Westworld season four is going to be easier to follow than its previous season, according to one star, but don’t expect the series to let up on any of the twists, turns and themes that have made it great.
Speaking to The Hollywood Reporter during the HBO series’ fourth season red carpet premiere in New York City, showrunner Alison Schapker and co-creator Lisa Joy broke down how this season will take the TV hit’s themes into new places with recognizable subjects — from its unreliable narrators to its obfuscation of reality.
When it comes to characters and their experiences being trusted as real, human or in the present — something the show has toyed with since its beginnings — Schapker teased that viewers will have reliable narrators this season, but there’s a catch. “I’m gonna say yes, but only in the sense that I feel this season it’s very much something it’s going to explore and say,” she explains. “I do think there’ll be something to hold on to.”
Viewers having something — or someone — to hold on to will be explored in the show in a way that is as much of “a wild ride” as “Westworld always is,” according to the showrunner.
“We always want everyone to question the nature of their own reality, and I think that there’s no way to watch the series and not find yourself again and again questioning the assumptions we make, stories we tell ourselves and is that really real or is there something beneath this surface?”
Joy adds that the show’s exploration of what’s real, what’s happening and when will be steeped in how the characters grapple with subjectivity versus objectivity and whether anyone can actually see themselves as they truly are.
“You try to live your best life. You try to be the best you can with all the issues you have and the things that haunt you. For me, sometimes I wish there was like a court stenographer, taking notes of it so I can review my records objectively and figure out how to do better. But there’s not,” she explains. “Our entire history, our entire lives, are mired in this subjectivity. It’s impossible to get out of our own headspace. We all suffer from our own delusions and illusions good and bad, so part of that is reconciling our desire to live meaningful lives and to improve ourselves with our inability to truly objectively see ourselves at any point.”
Westworld season four is raising similar questions as the show has in its three previous seasons, but Joy notes that there is one major way this fourth go-around will diverge from its predecessors: the relationship between hosts and humans.
“We previously examined the ways in which hosts are like humans, and the ways in which their lives are on loops and their feelings and aspirations could be conceived as very humanistic,” she tells THR. “This season, we’re looking at it from the other way: How much of our own character is preprogrammed? How much of our own loops are irrevocable and unchangeable — the way that society filters us into something, the way our own DNA and predilections, hormones, moods and feelings predetermine a path?”

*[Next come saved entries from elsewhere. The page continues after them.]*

PR #713, opened 2023-04-19
Update `quire create --quire` option to accept local package

hbalenda:
Changes:
- Refactors `--quire` version option to accept a local path to a quire 11ty package
- Updates the 11ty `package-lock.json` which was out of date

### DIFF
--- a/packages/cli/src/lib/quire/index.js
+++ b/packages/cli/src/lib/quire/index.js
@@ -200,7 +200,8 @@ async function install(options = {}) {
  */
 async function installInProject(projectPath, options = {}) {
   const version = options.quire || 'latest'
-  console.debug(`[CLI:quire] installing quire-11ty@${version} into ${projectPath}`)
+  const quire11tyPackage = fs.existsSync(options.quire) ? options.quire : `${PACKAGE_NAME}@${version}`
+  console.debug(`[CLI:quire] installing ${quire11tyPackage} into ${projectPath}`)
 
   /**
    * Delete the starter project package configuration so that it can be replaced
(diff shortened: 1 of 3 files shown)


packages/cli/src/lib/quire/index.js
```diff
@@ -200,7 +200,8 @@ async function install(options = {}) {
  */
 async function installInProject(projectPath, options = {}) {
   const version = options.quire || 'latest'
-  console.debug(`[CLI:quire] installing quire-11ty@${version} into ${projectPath}`)
+  const quire11tyPackage = fs.existsSync(options.quire) ? options.quire : `${PACKAGE_NAME}@${version}`
+  console.debug(`[CLI:quire] installing ${quire11tyPackage} into ${projectPath}`)
```
mphstudios, line 204: @hbalenda being able to easily install a local version is going to be very helpful. 

We may want to make the logic for determining wether to install `quire-11ty` from a local package or published version more explicit by using separate variables for a local package or version option, something like below
```
const localQuire11ty = fs.existsSync(options.quire) || null
const quireVersion =  localQuire11ty ? getQuire11tyVersion(localQuire11ty) : options.quire
const quire11tyPackage = localQuire11ty || `${PACKAGE_NAME}@${version}`
```

or by defining these as two explicitly distinct command options (see [Commander `options` configuration](https://github.com/tj/commander.js#more-configuration) for `conflicts` and `implies`,

```
    options: [
       [ '--quire-path <path>', 'local path to quire-11ty version to install' ],
       [ '--quire-version <version>', 'quire-11ty version to install', 'latest' ],
    ],
```

We could handle the conflicting option here in the code though Command provides an `addOption` that could be used with some refactoring of how we read the command configuration to programmatically build options.

mphstudios (commented):
@hbalenda see comments in the code thinking about how we can implement this option be most explicit and perhaps easier to maintain if we need to change the logic; this feature is going to be very useful for development.

packages/cli/src/lib/quire/index.js
mphstudios: If we choose to keep a single `--quire` options we should see if using a [custom option processing function](https://github.com/tj/commander.js#custom-option-processing) has any benefit. Using a custom option processor would encapsulate the logic to determine if the user passed a path or version string and display display specific error messaging if the path or version is not valid.

hbalenda:
@mphstudios I think having two options `--quire-version` and `--quire-path` makes sense, I've made that change.

mphstudios (approved):

hbalenda:
PARTY!

PR #714, opened 2023-04-19
Include eleventyComputed and application javascript from starter

hbalenda:
Changes:
- Moves application javascript and eleventyComputed from `quire-starter-default` into `quire/packages/11ty/`. These are tightly coupled with the components and should live here for a simpler development process.
- Removes `content` directory from `.gitignore`


mphstudios (commented):
@hbalenda what are your thoughts about moving these files into `quire-11ty/assets/` and `quire-11ty/computed/` directories (instead of excluding `content/`) then opening a corresponding pull-request for `quire-11ty` that copies them into the project content directory.

hbalenda:
@mphstudios I think leaving them in `content` makes it clear what those files are, and that the directory contents will be merged with `starter/content`

mphstudios (approved):

PR #721, opened 2023-05-02
Update the URLs used for videos in PDF and EPUB output

geealbers:

### Checklist 

- [X] I have read the [CONTRIBUTING.md](https://github.com/thegetty/quire/blob/main/CONTRIBUTING.md) file

n/a

To update the Vimeo and YouTube URLs that are added above the figure captions in the PDF and EPUB output, so that they work consistently and are in as short a form as possible for readers.

Previously, the emitted Vimeo URL was the same as the embed URL and not consistently working, and the YouTube URL worked but there's a shorter version available. So I updated the `sourceUrl` for each.

One question I had was around the `replace()` function being used for the Vimeo URLs. It's necessary and working, but it assumes the `media_id` will be supplied as a string. In a case like `media_id: 672853278` where the id is not quoted, it is read as an integer and breaks the build/preview process when it runs into `replace()`. Could/should we also be converting the `media_id` to a string to eliminate this error? Or is this just something we need to document for users? To tell them they always need to quote `media_id`s?

n/a

n/a

### DIFF
--- a/packages/11ty/_includes/components/figure/media-embed-url.js
+++ b/packages/11ty/_includes/components/figure/media-embed-url.js
@@ -33,16 +33,18 @@ module.exports = function (eleventyConfig) {
     },
     vimeo(mediaId) {
       const baseUrl = 'https://player.vimeo.com/video/'
+      const sourceBaseUrl = 'https://vimeo.com/'
       // Sample Vimeo id: 672853278/b3f8d29d53
+      // or id: 672853278
       const embedId = mediaId.replace('/', '?h=')
       return {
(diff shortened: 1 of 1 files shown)


geealbers:
@thegetty/int-dev I made this small fix in our Getty books, so I thought I'd submit it as a PR here. (Though granted, I maybe should have created an issue for it first?) 

I posed a question above about converting the `media_id` to a string. Can you take a look whenever you have a chance and let me know what you think? No rush.

hbalenda (approved):

PR #727, opened 2023-05-15
DEV-14988: Add extra height constraints to prevent image-sequences from rendering outside of catalog lightbox boundaries

anderspollack:
See these companion PRs with lightbox style updates (all three are identical, we should really move these styles into quire core soon):
- https://github.com/thegetty/quire-starter-default/pull/30
- https://github.com/thegetty/quire-starter-iiif/pull/3
- https://github.com/thegetty/quire-starter-demo/pull/1

### DIFF
--- a/packages/11ty/_includes/components/figure/image/image-sequence.webc
+++ b/packages/11ty/_includes/components/figure/image/image-sequence.webc
@@ -415,7 +415,13 @@ img.${placeholder} {
 }
 </script>
 <style>
+image-sequence {
+  display: block;
+  height: 100%;
+}
+
 .image-sequence.interactive {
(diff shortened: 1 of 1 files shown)


geealbers (approved):
That did it! I made your changes in a sample project and tested on Chrome, Safari, Firefox, and Edge. All looked good. Will approve here and in the other content repos. Thanks!

geealbers:
As a side note on those three content repos, as far as I know both @hbalenda and I have failed to update the `iiif` and `demo` ones as we've made changes to `quire-starter-default` for accordions and PDF output. Another thing to consider as we're also talking about versioning and where the content stuff lives, etc.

As for how the show will take its exploration of the park concept further — through its new 1920s-set location and beyond — the Westworld co-creator teases, “The idea of the park — the world is a park.”
“We have this limited-time experiment of consciousness to figure shit out and try to do the best we can,” she continues. “So all the things that used to be metaphorical about the show are now kind of literal this season as we explore those themes in a very direct way.”
For star Aaron Paul, who returns as Caleb in the story set seven years after the season three finale, one ongoing Westworld theme his character will explore is parenthood.
“When you are reintroduced to Caleb, you see him seven years post the finale of season three, and you realize that he’s married, he has a beautiful little girl,” Paul tells THR. “I have a little daughter myself, and I try not to dive into my personal life when tackling something, but you could definitely see some of my true raw emotions bleed through because of my own journey. [Caleb] being a father is a massive part of his trajectory this season and it’s what kind of gives him hope and purpose to march on.”
“The show is always questioning what’s real, and what’s important, and in some ways, I think, for children to be our cornerstones is very relatable, whether it’s a human or a host,” Schapker says about why the theme of children is so important within the show. “There’s something almost ineffably real about that relationship. Children give you something to fight for and something to live for and I don’t think that’s confined to Westworld, but I think we know that and we wanted that investment.”
While the dramatic twists, turns and resonant themes will continue on this season, and in some cases in new ways, actor Ed Harris, who’s behind the infamous Man in Black, promises that fans who might have struggled to keep up last season will be offered not just a clearer narrative but one — if not completely — certainly more easy to trust.
“I think season four is a little easier to grasp what’s happening — what the sides are, who’s trying to do what. I think it’s a little clearer than season three, which to me, was very confusing because there were so many dimensions and it really could be anybody,” he said. “That’s still the case, but it doesn’t get quite as complicated.”